WASHINGTON, DC – Peter Alexander, NBC News White House Correspondent, posted an update on October 7 from Regeneron concerning the pharmaceutical company’s REGN-COV2 antibody cocktail for COVID-19 which President Donald Trump received after testing positive for coronavirus.
The statement from Regeneron, posted on Alexander’s Twitter page, read, “Most of the standard assays for IgG would not distinguish btw [between] endogenous (self-made) antibodies and the ones delivered by our therapy. However, given the volume of IgG antibodies delivered in our therapy, and the timing of these tests, it is likely that the second test is detecting REGN-COV2 antibodies.
“Our early data announced last week that the patients most likely to benefit from this treatment have a similar profile to President Trump, in that they had undetectable antibodies at baseline (‘seronegative’) and were early in the course of disease. Treatment with REGN-COV2 had the greatest impact in viral load reduction and time to symptom alleviation in this seronegative group. We also know by looking at the placebo groups that these seronegative patients were at a much higher risk of requiring further medical attention than ‘seropositive’ patients when untreated with therapeutic antibodies.”

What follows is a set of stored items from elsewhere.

PR #54685, opened 2025-01-20
Update uses of `PAYMENT_STORE_KEY` to use the `StoreDescriptor`

### LINKED ISSUE #54427: Update uses of `PAYMENT_STORE_KEY` and use the `StoreDescriptor` instead.
After some `@wordpress/data` types were updated our codebase started to show errors with `useSelect` and `useDispatch`. The cure for this is to use the types that are now provided with `@wordpress/data` and to update uses of the string `wc/store/payment` (often imported as `PAYMENT_STORE_KEY` and use the `StoreDescriptor` (i.e. the result of calling `createReduxStore`) instead.

Please see [this example PR](https://github.com/woocommerce/woocommerce/pull/54376) with some changes for the `wc/store/store-notices`  store.

Where we would previously use:

```js
import { PAYMENT_STORE_KEY } from '@woocommerce/block-data';

const {... } = useDispatch(
		PAYMENT_STORE_KEY
	);

const { ... } = useSelect ( ( select ) => select( PAYMENT_STORE_KEY ).someSelector() );
```

we would now do it like so:

```js
import { paymentStore } from '@woocommerce/block-data';

const {... } = useDispatch(
		paymentStore
	);

const { ... } = useSelect ( ( select ) => select( paymentStore ).someSelector() );
```

opr:

This PR updates uses of `PAYMENT_STORE_KEY` to use the `paymentStore` store descriptor instead.

It also updates an instance of `core/notices` being used and uses the store descriptor of `core/notices` (`noticesStore`) instead.

Closes #54427

The main thing to test is that several different payment methods work correctly with the Cart/Checkout blocks. You should test both regular and express payment methods and ensure there are no JS errors during the checkout process.

#### `usePaymentMethodState` and `usePaymentMethodInterface`

1. Install and activate Stripe. Activate some other payment methods.
2. Go to the Checkout block, ensure you can switch between payment methods.
3. Check out using [one of Stripe's failed cards](https://docs.stripe.com/testing#declined-payments) .
4. Ensure the errors prevent you from checking out.
5. Ensure you can check out with a valid card.

#### `PaymentEventsProvider`

1. Edit `plugins/woocommerce-blocks/assets/js/extensions/payment-methods/bacs/index.js` to the following:

```js
/**
 * External dependencies
 */
import { registerPaymentMethod } from '@woocommerce/blocks-registry';
import { __ } from '@wordpress/i18n';
import { getPaymentMethodData } from '@woocommerce/settings';
import { decodeEntities } from '@wordpress/html-entities';
import { sanitizeHTML } from '@woocommerce/utils';
import { RawHTML } from '@wordpress/element';

/**
 * Internal dependencies
 */
import { PAYMENT_METHOD_NAME } from './constants';

const settings = getPaymentMethodData( 'bacs', {} );
const defaultLabel = __( 'Direct bank transfer', 'woocommerce' );
const label = decodeEntities( settings?.title || '' ) || defaultLabel;

/**
 * Content component
 */
const Content = ( { paymentStatus } ) => {
	console.log( paymentStatus );
	return <RawHTML>{ sanitizeHTML( settings.description || '' ) }</RawHTML>;
};

/**
 * Label component
 *
 * @param {*} props Props from payment API.
 */
const Label = ( props ) => {
	const { PaymentMethodLabel } = props.components;
	return <PaymentMethodLabel text={ label } />;
};

/**
 * Bank transfer (BACS) payment method config object.
 */
const bankTransferPaymentMethod = {
	name: PAYMENT_METHOD_NAME,
	label: <Label />,
	content: <Content />,
	edit: <Content />,
	canMakePayment: () => true,
	ariaLabel: label,
	supports: {
		features: settings?.supports ?? [],
	},
};

registerPaymentMethod( bankTransferPaymentMethod );
```

7. In WooCommerce -> Settings -> Payments, enable BACS.
8. Install and enable Stripe.
9. Open the JS Console.
10. Add an item to your cart and go to the Checkout block.
11. Check "preserve log" in the JS console.
12. Complete checkout, and ensure you see the status (logged in `bacs/index.js`) change. Don't worry about it changing to all statuses, just ensure it logs without errors and changes.

#### `useCheckoutSubmit`

1. Ensure you can check out using an express payment method. While the express method is open, ensure the "Place order" button at the bottom of the checkout form is disabled.
2. Pay using an express payment method on Cart block, ensure the express methods appear disabled while you're interacting with one.

#### `CheckoutEventsProvider` and `updatePaymentMethods`

1. Go to WooCommerce -> Settings -> Payments and enable BACS.
3. Edit `plugins/woocommerce-blocks/assets/js/extensions/payment-methods/bacs/index.js`
4. Change the `canMakePayment` method to

```js
( { cart } ) => {
		return cart.billingAddress.country === 'US';
	}
```

5. Load the Checkout block and change the billing country to US. 
6. Ensure you see the BACS method as an available payment method.
7. Change it to a different country, ensure it disappears.
8. Change it back to US and ensure you can check out using BACS.

#### `PaymentMethodCard`

1. Install and activate Stripe.
2. As a logged in user, add an item to your cart and go to the Checkout block.
3. Pay using Stripe, and ensure you can save the method to your account. 
4. Check the box to save the method to your account, uncheck it and verify the state can be toggled.
5. Check it again, and check out.
6. Re-add an item to your cart and go back to the Checkout block.
7. Verify the method you just paid with is saved and can be used to check out again.

#### Incompatible payment method notice

1. Install an incompatible payment method (e.g. https://wordpress.org/plugins/express-checkout/)
2. Go to the Checkout block in the editor.
3. Select the Checkout Payments block.
4. Ensure you see a warning in the sidebar about the incompatible payment method.

#### Suppressing notices while express payment is active

1. Install and activate Stripe and set up the express payment methods.
2. Add a notice to the site by pasting this code into your JS console: `wp.data.dispatch( wp.notices.store ).createErrorNotice( 'Test notice', { context: 'wc/checkout' } );`
3. Start paying using the express payment methods.
4. Ensure the notice disappears.
5. Exit the express payment method without paying.
6. Ensure the notice returns.

### Changelog entry

<details>

#### Significance

-   [ ] Patch
-   [ ] Minor
-   [ ] Major

#### Type

#### Message 

</details>

<details>

#### Comment 

</details>


plugins/woocommerce-blocks/assets/js/blocks-registry/payment-methods/registry.ts
```diff
@@ -11,15 +11,20 @@ import type {
...
 /**
  * Internal dependencies
  */
 import { default as PaymentMethodConfig } from './payment-method-config';
 import { default as ExpressPaymentMethodConfig } from './express-payment-method-config';
 import { canMakePaymentExtensionsCallbacks } from './extensions-config';
-
-import { STORE_KEY as PAYMENT_STORE_KEY } from '../../data/payment/constants'; // Full path here because otherwise there's a circular dependency.
+import { STORE_KEY as PAYMENT_STORE_KEY } from '../../data/payment/constants';
+import type { PaymentStoreDescriptor } from '../../data/payment';
```
opr, line 27: We can't get `paymentStore` from `@woocommerce/block-data` here as it introduces a circular dependency. The registry is really tightly coupled with the payment data store, so untangling these to remove the circular dependency would be too much work. Instead, I am importing only the _type_ of the `paymentStore` and casting the type returned by `dispatch`. It's the same result, just a little messier. This is the only file I had to do this in.

senadir (changes requested):
I didn't go too deep into testing payments (but I did test core ones), there's a console error in Checkout on load:

image

senadir:
it seems this change caused a 35kb increase (gzipped, so like 120kb) in the bundle size, is this expected?

opr:
> it seems this change caused a 35kb increase (gzipped, so like 120kb) in the bundle size, is this expected?

Unfortunately, yes, it's because we are now importing the store descriptor (so, actions, selectors etc.) rather than just the data store key string.

senadir:
Shouldnt those be already on another global script instead of being duplicated? is it worth it to add this load to skip a TS warning?

opr:
> Shouldnt those be already on another global script instead of being duplicated? is it worth it to add this load to skip a TS warning?

@senadir Yeah you're right, in [9b5f562](https://github.com/woocommerce/woocommerce/pull/54685/commits/9b5f562ffa0da572f2b9ee33c5f8758bc021b7bf) I removed the dependency from express payment methods, and reverted to using the store key with type casting. I think this is fine, it's something we can't get around because of a circular dependency.

plugins/woocommerce-blocks/assets/js/base/utils/create-notice.ts
```diff
@@ -33,14 +39,16 @@ export const createNotice = (
 	options: Partial< NoticeOptions >
 ) => {
 	const noticeContext = options?.context;
-	const suppressNotices =
-		select( 'wc/store/payment' ).isExpressPaymentMethodActive();
+	const selectors = select(
+		'wc/store/payment'
+	) as CurriedSelectorsOf< PaymentStoreDescriptor >;
+	const suppressNotices = selectors.isExpressPaymentMethodActive();
```
senadir, line 45: So this is the fix? nice.

opr: Yeah, not ideal, it's much nicer to get it from the store descriptor, but given the circular dependencies we can't, and this is what we'd get back anyway.

We should avoid doing this _where possible_ because it's harder to manage if the types change in future.

senadir (approved):
Testing and looking good thank you Thomas

PR #54706, opened 2025-01-21
Update Webpack Terser Plugin, use a shared config in blocks webpack configs to reduce duplication

samueljseay:

This is a chore PR that also tries to reduce a little noise in the many webpack configs maintained within `@woocommerce/block-library`. The basic optimization settings are exactly the same in every config, but
we repeat them over and over and it adds to maintenance burden.

It's possible some other parts could also move to shared config, but this one stands out as the most impactful as repeating the Terser plugin declaration over and over adds so much noise to `webpack-configs.js`.

I wanted to do this in my current work where I'm introducing an additional modules Webpack build, but it felt like a good idea to split this out into a smaller PR.

I believe that the following should be enough, this change is low risk:

* a basic smoke test that blocks don't crash such as cart, checkout, mini cart and adding products to cart via the product collection block (the default on your shop page). Check the browser console for fatal errors

* Seeing CI pass

### Changelog entry

<details>

#### Significance

-   [ ] Patch
-   [x] Minor
-   [ ] Major

#### Type

#### Message 
@woocommerce/block-library: Extract some shared config for optimization in webpack-configs.js. Update webpack terser plugin to latest.

</details>

<details>

#### Comment 

</details>


mikejolley (approved):
Smoke tested and built well. 🚢 ship it!

mikejolley:
@samueljseay I did note that `woocommerce-monorepo/pnpm-lock.yaml` was updated after my build locally. Is that a concern?

samueljseay:
Hmm, ideally that shouldn't happen 🤔 I'll rebase this against trunk and reinstall/regenerate pnpm lock and see if that still happens.

samueljseay:
@mikejolley it looks to be an issue with pnpm 9.15.0. It changes the lock on this branch every time I install. 9.1.5.4 doesn't seem to have this behaviour so I'll get a PR up to update the packageManager field.

samueljseay:
Turns out it's not an issue with this branch specifically or 9.15.0, and it's being worked on, so I'll merge this.

PR #54708, opened 2025-01-21
Remove fileSuffix API from `@woocommerce/block-library` shared webpack configs as its no longer used.

samueljseay:

`fileSuffix` is an option that used to be passed to some of the webpack configs. If you look at the git history, it was used  to handle some `legacy` suffix added to some files in some cases. But now with the shared configs we never pass this option and the extra string handling we've added for this unused option adds noise to an already cluttered and noisy file.

This tidy up is something I spotted to do while I'm working on a new script module Webpack build, but to keep changes small and isolated from the purpose of my other work I've submitted this PR to clean up this aspect.

I don't believe there is anything we need to test here that is not covered by E2E and CI. We're not changing file names we're just removing code that added an empty string to file names 😅 

### Changelog entry

<details>

#### Significance

-   [ ] Patch
-   [x] Minor
-   [ ] Major

#### Type

#### Message 
Remove unused `fileSuffix` variable from shared Webpack configs in `@woocommerce/block-library`

</details>

<details>

#### Comment 

</details>


wavvves (approved):
Nice catch Sam 👍🏼

PR #54729, opened 2025-01-21
Introducing product tax status constants

wjrosa:

This PR introduces constants for all product tax status identifiers. The idea is to make it easier to reference them, avoid typos, make the code stricter, make it easier to find status usages, centralize them, improve documentation, and many other reasons that should help developers create code related to them.

- Checkout and build this branch on your test environment (`dev/introducing-product-stock-status-constants`)
    - Store setup
    - Product creation
    - Common checkout
    - Shortcode checkout
    - My account page navigation
    - Order listing/details

### Changelog entry

<details>

#### Significance

-   [ ] Patch
-   [x] Minor
-   [ ] Major

#### Type

#### Message 
Introduces and implements product tax status constants in the WooCommerce plugin codebase.

</details>

<details>

#### Comment 

</details>


plugins/woocommerce/src/Enums/ProductTaxStatus.php
```diff
@@ -0,0 +1,31 @@
...
+class ProductTaxStatus {
+	/**
+	 * Tax status for products that are taxable.
+	 *
+	 * @var string
+	 */
+	const TAXABLE = 'taxable';
+
+	/**
+	 * Tax status for products that are shipping only.
```
barryhughes: This reads a little like it is only used with physical products (which I guess is partly true, but still feels a little misleading to me) ... might this be clearer?

```suggestion
	 * Indicates that only the shipping cost should be taxed, not the product itself.
```

plugins/woocommerce/includes/abstracts/abstract-wc-order.php
```diff
@@ -19,6 +19,7 @@
 use Automattic\WooCommerce\Utilities\ArrayUtil;
 use Automattic\WooCommerce\Utilities\NumberUtil;
 use Automattic\WooCommerce\Utilities\OrderUtil;
+use Automattic\WooCommerce\Enums\ProductTaxStatus;
```
barryhughes: My understanding is that we *generally* arrange `use` statements alphabetically. 

To that end, what do you think of moving this up a few lines (so it comes right after `Enums\OrderStatus`? That will also 'group' it nicely with the other enum classes we are importing.

It would be best to apply this same principle to all files we're touching.

barryhughes (commented):
Looking pretty good to me! Left a few notes (all minor stuff), but we should also bring the branch up-to-date with `trunk` and hopefully that will get CI running.

Beyond that, I'll leave this for one of the other reviewers to give final approval ✅

plugins/woocommerce/includes/abstracts/abstract-wc-order.php
wjrosa: Oh, right, I didn't know/remember this rule. I have updated all statements accordingly in https://github.com/woocommerce/woocommerce/pull/54729/commits/a32105b477caeed0fc38c65ae9e8a6f99f948f73

coreymckrill (approved):
👍 All looks good, smoke tested in WP Admin and with Smooth Generator.

coreymckrill:
@wjrosa Looks like this needs a rebase, and you may need to re-run the failing CI checks (nothing looks like an actual problem, from what I can tell). Otherwise I think this is good to go.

As Alexander noted on Twitter, “This is significant because the White House has not said declaratively whether the antibodies found in Trump’s labs are from Regeneron’s antibody cocktail, which Trump took, or antibodies produced by Trump’s own immune system.”
According to Regeneron’s October 2 news release, “Regeneron provided a single 8 gram dose of REGN-COV2, a cocktail of two monoclonal antibodies, for use by President Trump. REGN-COV2 is an investigational COVID-19 therapy, which was provided in response to an Individual Patient Investigational New Drug (IND) application (commonly known as ‘compassionate use’ request) from the President’s physicians.”